I have been searching the archives to find out what tire and rim combo to use on my Mead. I see that some use the 700 blunt rims to update the bike and make it rideable. What size tires and which ones do you think I should use to make them appear correct ? I plan on going with black tires. I will be using a two or three speed on the bike also. Thanks in advance for any help that you can give me. vontrike.


----------



## twowheelfan (May 9, 2012)

rims like those were discussed at length with some great pics. 
http://thecabe.com/vbulletin/showthread.php?19356-Mid-20-s-Hawthorne-Flyer&highlight=velocity
do a search on this website. i used the word "velocity" to narrow it down a little and this is one of the threads that i remember being filled with good info.
i use schwalbe marathon plus tire because i ride day and night rain or snow, in NYC. and i don't like flats. they dont look "authentic", but i don't care. i think "amsterdam"s are the ones that people like.


----------



## vontrike (May 9, 2012)

Thanks twowheelfan. It gives me a great starting point to look. This earlier stuff is new to me, but I am already hooked.


----------



## twowheelfan (May 9, 2012)

its all like crack.


----------



## vontrike (May 9, 2012)

It sure must be. Now I am gonna go out to the garage and pick out some stuff to sell to support this addiction.


----------



## twowheelfan (May 9, 2012)

the mead would be a good start! ha!
i'm kiddin, i hope you know that its all down hill from now on! oh yea, you're gonna hook up a multispeed! gearing might be a prob if you stay 1" pitch.


----------



## sam (May 9, 2012)

Get a three speed hub with an even number cog and drimel off every other tooth.
and make your own tool box tank!
cool bike


----------



## volksboy57 (May 9, 2012)

haha, i dont think that would work. If a regular chain fit on the skiptooth cog, but just on every other space, then it would work.


----------



## twowheelfan (May 9, 2012)

sam said:


> Get a three speed hub with an even number cog and drimel off every other tooth.
> and make your own tool box tank!
> cool bike




the problem was the front cog for me. was too big. i ended up using a girls sprocket.


----------



## twowheelfan (May 9, 2012)

check ebay, there was a guy making skip tooth cogs that fit modern hubs. theres a million guys out there with cad, water jets, lazer beams, all that cool state of the art fab stuff.


----------



## Nick-theCut (May 9, 2012)

What model Mead do you have there? Headbadge?  My guess is a Ranger.  You can make a few bucks buy selling me your crusty seat.  PM sent


----------



## vontrike (May 9, 2012)

A three speed does sound good on it. Mine is missing the badge, but it does seem to be a Ranger. I was thinking about making a tank. I have assess to a break, and have some experience using one. I did some sanding on the frame, and it has been blasted already by the last owner, then primered, then left hanging somewhere for awhile. Cleans up nice and will just need a little filler for some light pitting. The sprocket is a standard pitch that is on it. Would this have painted rims ? Thanks,,, vontrike


----------



## Larmo63 (May 9, 2012)

*You have probably seen this here....*

This is my '27 Ranger, tiller bars and all..... wood wheels rock!!!!!!


----------



## Balloontyre (May 9, 2012)

*Rims*



Larmo63 said:


> This is my '27 Ranger, tiller bars and all..... wood wheels rock!!!!!!

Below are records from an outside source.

PR #3073, opened 2025-12-14
fix: shutdown order

remcoros:
Draft to fix shutdown sequence and implement correct shutdown order based on Daemon dependencies.

Leaving some in-line comments.

It's based on `next/major` so I could test this on current alpha. It needs some conflict resolving after `feature/sdk-idmap` is merged.

### DIFF
--- a/sdk/package/lib/mainFn/Daemon.ts
+++ b/sdk/package/lib/mainFn/Daemon.ts
@@ -37,7 +37,7 @@ export class Daemon<
     return this.oneshot
   }
   static of<Manifest extends T.SDKManifest>() {
-    return async <C extends SubContainer<Manifest> | null>(
+    return <C extends SubContainer<Manifest> | null>(
       effects: T.Effects,
       subcontainer: C,
       exec: DaemonCommandType<Manifest, C>,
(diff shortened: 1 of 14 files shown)


sdk/package/lib/mainFn/Daemon.ts
```diff
@@ -50,9 +50,6 @@ export class Daemon<
           exec,
         )
       const res = new Daemon(subc, startCommand)
-      effects.onLeaveContext(() => {
```
remcoros: removed here and in Daemons.build(). Use only 'term' and 'stop' to explicitly stop daemons.

the calls to 'stop' were already handled in RpcListener, SystemForStartOs and MainLoop

sdk/package/lib/mainFn/Daemons.ts
```diff
@@ -413,26 +413,50 @@ export class Daemons<Manifest extends T.SDKManifest, Ids extends string>
 
   async term() {
     try {
-      for (let result of await Promise.allSettled(
-        this.healthDaemons.map((x) => x.term()),
-      )) {
-        if (result.status === "rejected") {
-          console.error(result.reason)
+      const remaining = new Set(this.healthDaemons)
```
remcoros: this is basically a topological sort on the dependencies, but in reverse.

daemons without dependants are terminated concurrently.

sdk/package/lib/mainFn/Daemons.ts
```diff
@@ -413,26 +413,50 @@ export class Daemons<Manifest extends T.SDKManifest, Ids extends string>
...
+          }),
+        )
       }
     } finally {
       this.effects.setMainStatus({ status: "stopped" })
     }
   }
 
   async build() {
-    this.effects.onLeaveContext(() => {
```
remcoros: this causes duplicate calls to term.

PR #3161, opened 2026-04-04
fix: use Tls::Required for STARTTLS in test_smtp

MattDHill:
## Summary
- Fixed `test_smtp` using `Tls::Wrapper` (immediate TLS) for both STARTTLS and TLS modes
- STARTTLS now correctly uses `Tls::Required`, which connects plaintext first then upgrades via the STARTTLS command
- `Tls::Wrapper` on port 587 caused the TLS handshake to fail (server sends a plaintext SMTP banner instead of TLS ServerHello), crashing the server and dropping the PatchDB WebSocket — the UI showed the reconnection/loading screen

## Test plan
- [x] Configure System SMTP with Protonmail (STARTTLS, port 587) and send a test email
- [x] Configure System SMTP with a TLS provider (port 465) and send a test email
- [x] Verify errors are shown as toasts instead of crashing the UI

### DIFF
--- a/core/src/system/mod.rs
+++ b/core/src/system/mod.rs
@@ -1233,12 +1233,15 @@ pub async fn test_smtp(
         .header(ContentType::TEXT_PLAIN)
         .body("This is a test email sent from your StartOS Server".to_owned())?;
 
+    let tls_parameters = TlsParameters::new(host.clone())?;
     let transport = match security {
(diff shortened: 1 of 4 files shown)


stupleb:
Works - Proton - STARTTLS

dr-bonez (approved):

Very cool wheelset, are those clinchers?  How whould you compare the ride to steel wheels?


----------



## vontrike (May 9, 2012)

Man, is that ever nice. You are right about the rims,,wood is nice. I wanna go work on mine now. Thanks for the inspiration.


----------



## vontrike (May 14, 2012)

Decided to use this seat for now, till I restore the original one. Also used a couple cans of Krylon burgundy satin for that vintage feel. Just want to get it together and enjoy it, and as time passes and more parts are found I can do a more correct restoration. I ordered the 29 inch rims and tires, and stainless spokes. I was looking for repo handle bars and saw a pair on Ebay, buy it now, for 70 bucks. Anyone know about these ?? I would have provided a link, but am not too computer smart.


----------